The clothes were presented underneath the arches of the Gaggiandre, a 16th-century shipyard. Designed by Renaissance architect Jacopo Sansovino, it was once among the city’s largest production centers, when Venice was at the center of a seafaring empire. The show’s runway wrapped around the shipyard’s dock creating a hovering effect above the canal water. Adding to the unreality of the presentation, the audience was asked to wear white head-to-toe to blend into the background better.
Now, Valentino has leveraged the antique site as a place of rebirth. “It was the only place in the world in which to present such a collection,” Piccioli said in a statement, “a context where nothing can be added or subtracted.” The bare setting was crucial to the collaboration.
Venice is currently host to the Architecture Biennale, for which architects around the globe installed large-scale projects focused on designs for a post-Covid future. Nearby, there is a sprawling exhibition of video installations by Bruce Nauman at the Palazzo Grassi Punta della Dogana. Many of the city’s squares are still nearly vacant as tourist foot traffic has reached an all-time low.

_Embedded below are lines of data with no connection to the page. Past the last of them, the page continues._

PR #11606, opened 2022-03-07
Use simpler C00 unlock EDAT check in GUI

NicknineTheEagle:
This makes it so GUI elements like game list and main window title bar use a simpler check for C00 unlock EDATs where it simply checks if .edat file with the required name exists. In-game sceNpDrmVerifyUpgradeLicense call still uses the full check. This remedies the slowdown of game list refresh introduced in the initial implementation and also appears to match XMB behavior.

### DIFF
--- a/rpcs3/Emu/system_utils.cpp
+++ b/rpcs3/Emu/system_utils.cpp
@@ -226,7 +226,7 @@ namespace rpcs3::utils
 		return edat_path;
 	}
 
-	bool verify_c00_unlock_edat(const std::string_view& content_id)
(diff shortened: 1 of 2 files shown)


Megamouse:
what kind of slowdown are we talking about?
Also, wouldn't it make sense to at least check the header and id ?

NicknineTheEagle:
> what kind of slowdown are we talking about?

Approximately 500 ms with three unlocked C00 games installed. It's quite noticeably when starting RPCS3.

> Also, wouldn't it make sense to at least check the header and id ?

Probably, I would imagine that the slowdown is largely caused by decryption.

elad335 (approved):

Issue #9339, opened 2020-11-26
Red Dead Redemption Windows on Houses Flickering 


Kristijan1001:
## Quick summary
The windows on houses keep flickering only happens when using Vulkan, i am using a 2070 Super i9 9900k

## Details

Flickering House Windows.

#### 3. Please attach screenshots of your problem.
https://i.imgur.com/0akWeaE.jpg

https://i.imgur.com/WuEsRTO.jpeg

#### 5. Please provide your system configuration:
* Windows 10
* i9 9900k
* 2070 SUPER
* Last Nvidia Drivers

AniLeo:
Known issue, unsure if we already have it on tracker or not, kd-11 is aware

sibradzic:
Same issue here, Linux @ RX5700 Mesa 20.2.3 AMDVLK. Been like this for most of 2020 RPCS3 releases. Disabling anti-aliasing makes it go away.

sibradzic:
> Known issue, unsure if we already have it on tracker or not, kd-11 is aware

Not really, I've been looking for it left and right for quite a while, thought it is Linux/mesa/AMDVLK specific, but then after seeing this report it looks like it is a generic issue.

kd-11:
Its been like this since RDR first rendered visuals. Turning off MSAA doesn't really fix it either, it still happens in far away structures but the MSAA version is even more trippy than usual. It's a known issue, but its not too severe compared to some other game-breaking issues which is why its still present.

PR #11607, opened 2022-03-07
rsx: Surface cache optimizations and other improvements

kd-11:
Mostly fixes some consistency issues with the texture cache, which are easier to notice when MSAA is active. During this investigation I also realized some surface util methods are being called millions of times per second, so I converted them to templates which improves performance a bit. Also removed excessive calls to get_system_time() which reduces zcull latency significantly in some titles.

Needs performance and crash testing. Hopefully no regressions (I tested this quite a bit)

 Fixes https://github.com/RPCS3/rpcs3/issues/9339

### DIFF
--- a/rpcs3/Emu/RSX/Common/surface_utils.h
+++ b/rpcs3/Emu/RSX/Common/surface_utils.h
@@ -94,12 +94,12 @@ namespace rsx
 					auto src = static_cast<T>(source);
 
 					std::tie(src_w, src_h) = rsx::apply_resolution_scale<true>(src_w, src_h,
-						src->get_surface_width<rsx::surface_metrics::pixels>(),
-						src->get_surface_height<rsx::surface_metrics::pixels>());
+						src->template get_surface_width<rsx::surface_metrics::pixels>(),
+						src->template get_surface_height<rsx::surface_metrics::pixels>());
 
 					std::tie(dst_w, dst_h) = rsx::apply_resolution_scale<true>(dst_w, dst_h,
-						target_surface->get_surface_width<rsx::surface_metrics::pixels>()),
-						target_surface->get_surface_height<rsx::surface_metrics::pixels>()));
+						target_surface->template get_surface_width<rsx::surface_metrics::pixels>(),
+						target_surface->template get_surface_height<rsx::surface_metrics::pixels>());
 				}
 
 				width = src_w;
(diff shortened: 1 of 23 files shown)


rpcs3/Emu/RSX/Common/surface_utils.h
```diff
@@ -178,51 +180,64 @@ namespace rsx
...
+			{
+				return surface_width;
+			}
+			else if constexpr (Metrics == rsx::surface_metrics::bytes)
+			{
+				return native_pitch;
+			}
+			else
+			{
+				fmt::throw_exception("Unreachable");
```
Megamouse, line 200: Wouldn't these have to be static asserts now?

kd-11: Clang/gcc disagree. I had static assert there before. Apparently its against spec to have static assert in a template without referencing T. There are workarounds but require adding statements outside the method and I did not like that.

Darkhost1999:
The good news: Flickering windows are fixed.
The bad news is now inside and outside cities are low fps. Cities as low as 7fps with a peak dip of 4fps in a single not even 2 minutes test. And then just riding a horse around the plains used to have 28-30fps but now 18-20fps
PR:
Screenshot 2022-03-08 125915
07b63d8-fa6a-45e7-8d30-db65a3b29390.png)
Master:
Screenshot 2022-03-08 130206
[RPCS3.log](https://github.com/RPCS3/rpcs3/files/8208927/RPCS3.log)

I'm not very concerned about the performance as I just think "get a better PC". As long as the accuracy is accurate.

sibradzic:
Although this indeed seems to cause a performance dip, I don't find it that extreme. Used to get ~22 ish FPS walking straight out of the start cottage in MacFarlane's ranch, but now I get ~19 ish.

kd-11:
Strange, I have no performance hit as far as I can see. Could be affecting nvidia cards disproportionately, I'll have to check it. In the meantime open a ticket about the performance and I'll decide whether its worth investigating further.

kd-11:
P.S MSAA is a lot heavier than just doing a resolution scale as the MSAA pipeline is emulated and only included for correctness. You will get far superior results in terms of playability by just turning MSAA off and increasing the resolutions scale to something like 200%.

hoholee12:
Performance regresses on Gran Turismo games after this commit, and disabling Anti Aliasing is not feasible because it introduces graphical glitches.

Asinin3:
state your hardware, and show performance difference. I think kd expects some lower end hardware to be a bit slower with this though because the shader size increased.

PR #11658, opened 2022-03-11
Log cpu usage periodically

Megamouse:


VelocityRa (commented):
"perf sensor" is a bit awkward naming imo, i'd change to "perf monitor"

Megamouse:
Yeah that was the word i was looking for 😂 thx

clienthax:
Can we get a toggle?

rpcs3/Emu/System.cpp
```diff
@@ -1115,6 +1119,9 @@ game_boot_result Emulator::Load(const std::string& title_id, bool add_only, bool
 		// Initialize progress dialog
 		g_fxo->init<named_thread<progress_dialog_server>>();
 
+		// Initialize performance sensor
```
sampletext32, line 1122: Comment mismatches the class name now. 
I doubt it's really necessary, because the code is self-explanatory.

PR #11667, opened 2022-03-16
Add rpcs3 location checks to main

### LINKED ISSUE #11236: Prevent RPCS3 from running from temporary directories
A lot of people unadvertised run RPCS3 from temporary directories and then complain that their data (obviously) disappeared. 

RPCS3 should not run, and error out, when it's being ran from `%TEMP%` (`C:\Temp\` or `%APPDATA%\Local\Temp`, for example), `/tmp` on Unix

Megamouse:
Don't allow running RPCS3 from temp dirs.
Abort if the folder has no write permissions.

Valentino is not the only label looking to art world collaborations to showcase its new wares. Saint Laurent’s creative director, Anthony Vacarello, has also tapped artists like Vanessa Beecroft and Helmut Lang for collaborative projects in recent years. In Venice on the previous night, Saint Laurent debuted a large-scale commissioned installation by multimedia artist Doug Aitken on the near-empty island of La Certosa, home only to brick ruins from the post-war era. Overlooking the Venetian lagoon, the colossal mirrored structure served as the stage for models debuting the brand’s latest menswear line.
Over the course of the pandemic, Piccioli has embraced the idea of freedom, aiming to cross boundaries of couture beyond sartorial conventions around gender, social archetypes, and functionality that typically dictate the fashion industry’s output. “Fashion is linked to the body and to movement,” the house said in a statement. “Art, however, is completely free from constraint.”